METHODS: An electronic search of articles was conducted in several databases, such as PubMed, Embase, and Web of Science, to conduct this study, and the 183 articles that were discovered were chosen and examined, and only 22 articles met the inclusion criteria in this review.
RESULTS: The findings of this study demonstrate that using nanoparticles can improve the mechanical properties, biocompatibility, and osteoinductivity of biomaterials.
CONCLUSIONS: Most recently, breakthroughs in tissue engineering and nanotechnology have led to significant advancements in the design and production of bone graft substitutes and hold tremendous promise for the treatment of bone abnormalities.

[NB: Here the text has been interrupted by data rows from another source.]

PR #793, opened 2017-01-25
Allow setting a previously published date

h-lame:
For: https://trello.com/c/hvHGxTuD/94-change-published-date-in-manuals

This PR adds functionality inspired by specialist-publisher and whitehall.

1. Editing change notes is even more available than previously (you can edit them even on the first edition, but you can't make it a minor change).
2. The change note UI is clearer, using radiobuttons instead of a checkbox to indicate minor change
3. There is a new UI element when creating a manual for setting an originally published date, like the similar UI in whitehall
4. On subsequent edits, the originally published date is editable via a new UI action (mostly because the results of changing this require us to do more work than a normal update and we can't easily detect this change otherwise).

### creating a manual UI with new date entry
manuals-publisher-create

### editing a manual's original publication date
manuals-publisher-edit-date

### adding a new section with change note UI
manuals-publisher-new-section-change-note

### editing a published section with change note UI
manuals-publisher-editing-section-change-note


h-lame:
This is a big one, probably best reviewed commit-by-commit as there are notes that try to explain things as we go.

app/models/specialist_document.rb
```diff
@@ -86,7 +86,11 @@ def update(params)
   def published?
     editions.any?(&:published?)
   end
-  alias_method :has_ever_been_published?, :published?
+
+  def has_ever_been_published?
+    return false if @editions.size == 1 && needs_exporting?
+    published?
```
cbaines: I'm definitely missing context, but looking at this, I'm unsure why its mixing in exporting and publishing? I'm guessing that publishing can be interpreted in the context of the Publishing API, but I'm less sure what exporting is?

h-lame: When you create a new draft it is marked as needing exporting (it's exported_at date hasn't been set).  When you publish that document the first thing that happens is the state is changed from draft to published, then we write out a final draft to the publishing-api; at which point if we ask if the document has ever been published to work out some logic about how to represent the document for exporting to publishing-api.  Without this change it'll say it has, when in fact it's in the middle of being published and so we were seeing the wrong content in drafts being sent to the publishing-api.  It's messy as all heck, yes, but that's par for the course for this app.

h-lame: To close the loop, once we write the final draft, then we send the publish message to publishing-api and then we set the exported_at timestamp so only at the end of the publishing process will the document say it is both `published?` and no longer `needs_exporting?`

h-lame: And, this particular problem is really only a problem for the first edition of a document.  In the past the UI would let you create a minor update for the first edition but we have to tell the publishing-api that it's a major update the first time it's published - regardless of what the model thinks.  The UI no longer allows this, but historical data still persists and it can break republish events if we don't cope with it.

cbaines: Ok. I don't have any concrete suggestions to offer, so I'm happy to go ahead with this.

The creation of intelligent nanostructured materials is essential for various applications and therapies, as it allows for the precise and long-term delivery of medication, which yields better results.
方法:在几个数据库中对文章进行了电子搜索,比如PubMed,Embase,和WebofScience,为了进行这项研究,对发现的183篇文章进行了选择和检查,只有22篇文章符合本次综述的纳入标准。
结果:这项研究的结果表明,使用纳米颗粒可以改善机械性能,生物相容性,和生物材料的骨诱导性。
结论:最近,组织工程和纳米技术的突破已经导致了骨移植替代物的设计和生产的重大进步,并为骨异常的治疗带来了巨大的希望。智能纳米结构材料的创造对于各种应用和治疗至关重要,因为它允许精确和长期的药物输送,这会产生更好的结果。